[Python-checkins] r75001 - python/branches/release31-maint/Doc/howto/unicode.rst

Tue Sep 22 00:24:07 CEST 2009

On Mon, 21 Sep 2009 at 22:12, Senthil Kumaran wrote:

> On Mon, Sep 21, 2009 at 11:10:25AM -0400, Jim Jewett wrote:
>> I think this was the wrong fix; the point was to show that some
>> encodings aren't "complete".  ASCII wasn't, but I think UTF-8 actually
>> is.
>>
>> Maybe change from
>>
>>>  Encodings don't have to handle every possible Unicode character, and most
>> to:
>>
>> Encodings don't have to handle every possible Unicode character, and
>> most encodings don't.  Most notably, the 'ASCII' encoding doesn't.
>> (Python's default encoding has been changed to 'UTF-8', which does
>> handle all valid Unicode characters.)
>
> +1 on this change in wording.  No need for ()s IMO.
>
> I was curious to know why it was previous sentence was  removed than
> mentioning that the default encoding has changed from ascii to UTF-8.
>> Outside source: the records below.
PR #6742, opened 2026-04-28
fix(create-tina-app): avoid GitHub API rate limits when scaffolding starter templates

KahaMason:
## Summary

partially addresses #6730

The `Build TinaCMS Starter Templates` workflow has been intermittently failing because `create-tina-app` was hitting GitHub's unauthenticated API rate limit (60 requests/hour). Each scaffold made one call to `GET api.github.com/repos/<owner>/<name>` solely to discover the starter's default branch, and when the workflow's matrix fanned out at the scheduled cron tick, those calls collided with the rate limit and surfaced as a generic *"Repository information not found"* error. To avoid hitting the limit, this PR removes the `getRepoInfo()` call (and its supporting helpers `isUrlOk`, `hasRepo`, `existsInRepo`) from the install path and replaces it with a `branch` field declared directly on each entry in the `TEMPLATES` config. The scaffold now goes straight to `codeload.github.com` for the tarball with zero `api.github.com` traffic, resolving the recurring workflow failures.

## Files

- **`packages/create-tina-app/src/templates.ts`** — declared `branch` on each starter and rewrote `downloadTemplate()` to use it instead of calling the GitHub API.
- **`packages/create-tina-app/src/util/examples.ts`** — removed `getRepoInfo`, `isUrlOk`, `hasRepo`, and `existsInRepo` now that the API lookup is gone.
- **`.changeset/many-bears-clap.md`** — patch-level changeset for `create-tina-app`.

## Trade-offs

- **Renaming a default branch on any starter repo** (`tina-nextjs-starter`, `tina-docs`, `tina-astro-starter`, `tina-hugo-starter`, `tina-remix-starter`, `tinasaurus`, `tina-barebones-starter`) now requires a matching update to `templates.ts` and a patch release of `create-tina-app`. The scheduled workflow will fail on that specific starter the next morning if it's missed, so detection is automatic — but the fix isn't.
- **Adding a new starter template** requires setting the `branch` field on the new entry. TypeScript will refuse to compile without it, so this is hard to forget, but worth flagging in any contributor docs covering "how to add a starter".
- **The `Template` type now diverges from the upstream `create-next-app` lineage** that `examples.ts` was originally ported from. Future cherry-picks of changes from Vercel's `helpers/examples.ts` will need manual reconciliation.
- **The job matrix in `build-starter-templates.yml`** still fans out to 63 cells (3 package managers × 7 templates × 3 Node versions) at the same cron tick. The rate-limit pressure is gone, but the matrix shape is worth a separate look for CI runtime cost — dropping the non-LTS Node version, capping concurrency with `max-parallel`, or curating via `include:` are all options.
- **`codeload.github.com` is now the only GitHub surface in the install path.** It has its own (much more permissive) anti-abuse limits. If GitHub ever tightens those or has an outage, failures will manifest as tarball download errors rather than the previous *"Repository information not found"* signature — worth knowing for triage.

## Verification

- [x] `pnpm --filter create-tina-app build` passes
- [x] No remaining references to `api.github.com` in the package source
- [x] Local smoke test: `npx create-tina-app --template basic` against the built CLI


18-th (approved):
LGTM

PR #6745, opened 2026-04-28
fix(cli): add absWorkingDir to esbuild calls to prevent Yarn PnP interference

coldbrow:
## Problem

When using TinaCMS in a monorepo environment, the CLI may fail to bundle
`tina/config.ts` with module-not-found errors even though all packages are
correctly installed.

The root cause: `esbuild.build()` calls in `loadConfigFile()` and
`loadDatabaseFile()` do not set `absWorkingDir`. Without it, esbuild walks up
the directory tree looking for configuration files. If a `.pnp.cjs` file from
a Yarn PnP workspace exists in a parent directory — which is common in
monorepos — esbuild detects it automatically and routes all module resolution
through PnP, breaking projects that are not themselves using Yarn PnP.

## Fix

Add `absWorkingDir: process.cwd()` to all `esbuild.build()` calls in
`loadConfigFile()` and `loadDatabaseFile()`. This pins esbuild's working
directory to the project root and prevents ancestor-directory traversal.

The double-bundle step in `loadConfigFile()` uses `path.dirname(outfile)`
since its entry point is a temp file written to `os.tmpdir()`.

## Changes
- loadDatabaseFile() — 1 call
- loadConfigFile() — 3 calls (prebuild, node bundle, double-bundle)

## How to reproduce

1. In a monorepo, have a Yarn PnP workspace in a parent directory (`.pnp.cjs`
   exists at or above the repo root)
2. Run `tinacms dev` or `tinacms build` in a non-PnP TinaCMS project within
   that monorepo
3. Module-not-found errors appear during esbuild bundling
4. After this fix: works correctly

## Why this is safe
- Keeps esbuild resolution scoped to the project root
- Prevents unintended interference from parent directories
- Does not affect projects explicitly using Yarn PnP


packages/@tinacms/cli/src/next/config-manager.ts
```diff
@@ -379,6 +379,7 @@ export class ConfigManager {
       format: 'esm',
       outfile: outfile,
       loader: loaders,
+      absWorkingDir: process.cwd(),
```
JackDevAU: could we use `this.rootPath` ? instead of process.cwd?

coldbrow: @JackDevAU Replaced all `process.cwd()` with `this.rootPath` so it also honours the --rootPath option.

packages/@tinacms/cli/src/next/config-manager.ts
```diff
@@ -393,6 +393,7 @@ export class ConfigManager {
       format: 'esm',
       outfile: outfile,
       loader: loaders,
+      absWorkingDir: this.rootPath,
```
kulesy, line 396: `this.rootPath` is not guaranteed absolute: `--rootPath` is a raw `Option.String` in `baseCommands.ts` and the constructor only passes it through `normalizePath`, which converts backslashes but leaves `./apps/web` relative. I reproduced the consequence against tina-cloud-starter with the published CLI: `tinacms build --rootPath ./tina-cloud-starter` builds fine today, and with this PR's line applied to that same CLI it fails with `ERR_CONFIG_LOAD_FAILED / The working directory "./tina-cloud-starter" is not an absolute path`, while an absolute `--rootPath` still passes. Worth resolving the path before handing it to esbuild; main already computes `path.resolve(this.rootPath)` in both loaders, so that value is there to reuse after a rebase.

kulesy, line 396: I do not think this can fix the reported bug, because esbuild anchors its PnP manifest lookup on `absWorkingDir` and walks *up* from there rather than treating it as a floor. Reproducing your scenario with esbuild 0.25.12 (a `.pnp.cjs` in the parent, a non-PnP project below it with its own `node_modules`, absolute entry point): leaving `absWorkingDir` unset with the process cwd outside the tree succeeds, setting it to the project root **fails** with `Could not resolve "foo"`, and setting it to `os.tmpdir()` succeeds. The middle case is what this PR does. Also worth noting that `rootPath` defaults to `process.cwd()` and esbuild's own default is the cwd its service was spawned with, so for anyone not passing `--rootPath` this is a no-op, and the original `process.cwd()` version was that default exactly. The direction that did work in my test is the opposite one, pointing esbuild at a working directory outside the PnP tree, which is safe because the bundle's imports still resolve from the importing file's own directory.

packages/@tinacms/cli/src/next/config-manager.ts
```diff
@@ -440,6 +441,7 @@ export class ConfigManager {
       outfile: preBuildConfigPath,
       loader: loaders,
       metafile: true,
+      absWorkingDir: this.rootPath,
```
kulesy, line 444: Flagging that this needs more than a mechanical rebase: the merge base is 6 May and a local test-merge shows this file is the one conflict. `loadDatabaseFile` no longer has an inline options object on main, it calls `buildDatabaseEsbuildConfig()` from `next/build-database-esbuild-config.ts`, whose externalize and output-path contract is deliberately locked down by unit tests (#6785), so adding `absWorkingDir` there means changing the helper and its test rather than a call site.

kulesy:
Hey @coldbrow, thanks for the report and the first pass at this.

I am closing this one because the approach cannot fix the bug as it stands: in my test, pinning absWorkingDir to the project root still let esbuild find the parent .pnp.cjs, and what did work was pointing esbuild outside the PnP tree. The file has also drifted a long way from main.

The bug is now tracked in https://github.com/tinacms/tinacms/issues/7617 with your write-up linked from it, so nothing here is lost.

UTF-8 isn't introduced until later in the section.  At that point one
could mention that Python uses that as its default encoding, but what
exactly does that mean?  In the context of a howto, that would seem to
need explanation.  One explanation is provided in the subsequent section:
the "Unicode Literals in Python Source Code" subsection explains that
the default source encoding is UTF-8 and what that means.

Then there's getdefaultencoding, which returns 'utf-8' on my python3,
but isn't mentioned in the howto.

So I think deleting the sentence (as was done) is good, because its
presence there was not particularly enlightening.  But the explanation
in the subsequent section may be incomplete.

--David

PS: I also notice that the section on filenames doesn't mention PEP 383
encoding...but perhaps that is beyond the scope of the howto?